Pada waktu terungkap kejadian itu, hingga pada level menteri pun ribut. Katanya, “kasus seperti itu memalukan sekali”. Diakui bahwa mafia tidak boleh dikasih hati. Namun apa yang terjadi? Kasus-kasus tersebut pelan-pelan terulang kembali.

Ada yang dengan guyon malah membuat kita makin bertanya-tanya, benarkah petinggi hukum itu ribut gara-gara tidak tahu, atau pura-pura tidak tahu dengan kenyataan dalam penegakan hukum di negeri kita?

Satjipto Rahardjo (2009) berulang-ulang mengingatkan kita mengenai pentingnya menggunakan “cara-cara yang luar biasa” untuk menghadapi para mafia. Tidak mampu lagi cara-cara yang biasa digunakan untuk menghadapi orang-orang yang melakukan kejahatan yang bertaraf luar biasa. Ia juga mengingatkan pentingnya memperbanyak orang-orang yang bisa melakukan penegakan hukum secara luar biasa. Satjipto Rahardjo sadar bahwa ada oknum yang menegakkan hukum sudah menjadi bagian dari mereka yang menghancurkan hukum.

Untuk menghadapi kondisi tersebut, sudah tidak cukup lagi dengan proses-proses yang biasa. Kasus tersebut menampakkan kepada kita betapa cara-cara yang luar biasa harus dilakukan dalam menghadapi mafia. Karena para mafia, baik di dalam maupun di luar tahanan atau penjara, sama saja.
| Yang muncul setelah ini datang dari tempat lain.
PR #2226, opened 2024-02-07
CLDC-3134 Update wheelchair hint text

kosiakkatrina:


spec/models/form/lettings/questions/wheelchair_spec.rb
```diff
@@ -39,4 +45,14 @@
   it "is not marked as derived" do
     expect(question.derived?).to be false
   end
+
```
RachaelBooth, line 48: I think the existing test around hint text ought to be in a specific context too, since what we'll expect the default to be will change at some point.

RachaelBooth (approved):

spec/models/form/lettings/questions/wheelchair_spec.rb
kosiakkatrina: hm, I've stubbed `start_year_after_2024?: false` as a default, so the tests shouldn't start failing based on when we run them, or did you mean doing it purely for visibility?

PR #2228, opened 2024-02-08
CLDC-3186 Display reported by question

kosiakkatrina:
We have been inferring reported_by for sales up until now, because it was introduced mid-year. For 24/25 onwards we want it to behave the same as lettings managing organisation

Also removed `sales_managing_organisation_enabled?` and `merge_organisations_enabled?` feature flags which have need true for a while now

### DIFF
--- a/app/models/form/sales/pages/managing_organisation.rb
+++ b/app/models/form/sales/pages/managing_organisation.rb
@@ -13,7 +13,6 @@ class Form::Sales::Pages::ManagingOrganisation < ::Form::Page
   def routed_to?(log, current_user)
     return false unless current_user
     return false unless current_user.support?
-    return false unless FeatureToggle.sales_managing_organisation_enabled?
     return false unless log.owning_organisation
 
     log.owning_organisation.managing_agents.count >= 1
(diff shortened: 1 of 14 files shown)


app/models/form/sales/pages/managing_organisation.rb
```diff
@@ -12,10 +12,20 @@ def questions
...
+      return false unless organisation
+      return false if log.owning_organisation != organisation && !organisation.holds_own_stock?
+      return true unless organisation.holds_own_stock?
+
+      organisation.managing_agents.count >= 1
+    else
+      return false unless current_user.support?
+      return false unless log.owning_organisation
+
+      log.owning_organisation.managing_agents.count >= 1
```
natdeanlewissoftwire, line 28: just double checking - we can guarantee managing_agents includes absorbed orgs right?

natdeanlewissoftwire (approved):

app/models/form/sales/pages/managing_organisation.rb
kosiakkatrina: Do you mean displaying merged orgs as managing agents options? I think we would if there was a relationship, but should we in any other case?

natdeanlewissoftwire: Yep that's all I was asking :)

PR #2229, opened 2024-02-08
CLDC-3126: Update privacy notice, including rationalising csv download ordering

RachaelBooth:
* Moves the privacy notice / declaration question to the setup section for both lettings and sales
* Minor rewording to that question
* Related update to csv downloads to ensure that deprecated questions from the start of the next section don't appear before this question in the download
* Related update to csv downloads to explicitly fix the base for the column order to the current form


app/models/form_handler.rb
```diff
@@ -50,35 +50,39 @@ def sales_forms
...
     deprecated_questions = {}
     all_questions_from_previous_forms.each_cons(2) do |preceding_question, question|
       next if current_form_question_ids.include?(question.id) || deprecated_questions.values.map(&:id).include?(question.id)
 
-      deprecated_questions[preceding_question.id] = question
+      if question.subsection.id == preceding_question.subsection.id
+        deprecated_questions[preceding_question.id] = question
+      else
+        last_in_preceding_subsection = current_form_questions.rindex { |q| q.subsection.id == preceding_question.subsection.id }
+        deprecated_questions[current_form_questions[last_in_preceding_subsection].id] = question
```
RachaelBooth, line 84: This means that a deprecated field at the start of a subsection doesn't show up before a new field added to the end of the previous section (otherwise this starts happening with postcode and the moved declaration). 

This is sufficient for the moment, there are probably other cases that could crop up in future it doesn't try and deal with.

app/services/bulk_upload/sales/year2024/row_parser.rb
```diff
@@ -556,13 +555,6 @@ def add_duplicate_found_in_spreadsheet_errors
   end
 
 private
-
-  def validate_data_protection_answered
-    unless field_18 == 1
-      errors.add(:field_18, I18n.t("validations.not_answered", question: QUESTIONS[:field_18].downcase), category: :setup)
-    end
-  end
-
```
RachaelBooth, line 565: This error was showing up twice with this left in.

kosiakkatrina: Could `validate_declaration_acceptance` also be removed from lettings?

kosiakkatrina (approved):

app/services/bulk_upload/sales/year2024/row_parser.rb
RachaelBooth: Yes - the error was only showing up once for lettings uploads (it's deduplicating somewhere), but it turns out the `validate_declaration_acceptance` check is still unnecessary now.

PR #2230, opened 2024-02-08
CLDC-3197 Export correct fields based on year

kosiakkatrina:


app/services/exports/lettings_log_export_service.rb
```diff
@@ -258,12 +259,14 @@ def filter_keys!(attributes)
       attributes.reject! { |attribute| is_omitted_field?(attribute) }
     end
 
-    def is_omitted_field?(field_name)
+    def is_omitted_field?(field_name, lettings_log = nil)
```
RachaelBooth: Does this need the default?

kosiakkatrina: Probably not, removed it now

RachaelBooth (approved):

PR #2622, opened 2024-09-05
CLDC-3614: Allow markdown page content when creating notifications

RachaelBooth:


db/migrate/20240904135306_add_show_additional_page_column_to_notifications.rb
```diff
@@ -0,0 +1,5 @@
+class AddShowAdditionalPageColumnToNotifications < ActiveRecord::Migration[7.0]
+  def change
+    add_column :notifications, :show_additional_page, :boolean
```
RachaelBooth, line 3: I tried to continue just inferring it, but this worked out nicer all round.

I've not written a task to update existing notifications, because we're likely not to have any active ones at the time of release (and if we do it would be fairly easy to just sort them manually - it doesn't seem worth the effort of a script).

kosiakkatrina (approved):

Di dalam penjara sekalipun, mereka memiliki segenap daya untuk mengontrol semuanya.

Jelas bahwa mafia memiliki kuasa dan jaringan yang menentukan arah kuasa mereka. Ada oknum penegak hukum yang rela menjadi bagian dari mafia. Tidak mungkin penjara terlihat begitu rupa, sekiranya tidak ada keterlibatan oknum di dalamnya. Makanya oknum-oknum seperti itu juga harus ditemukan dengan cara-cara yang luar biasa. Jangan biarkan oknum jaringan mafia menjadi duri dalam daging bagi lembaga hukum di negeri ini.

Jangan biarkan hingga suatu saat, mungkin kita sendiri akan bertanya, pada siapa lagi harapan akan ditaruh, bila di sekeliling kita, pelan-pelan tidak ada lagi yang bisa kita percaya. Tentu, sebelum semuanya terlanjur dianggap biasa, sesuatu yang berdampaik buruk dalam hukum, harus mendapat perhatian kita semuanya. Masing-masing elemen harus memperbaiki terhadap upaya membawa hukum ke arah yang lebih positif.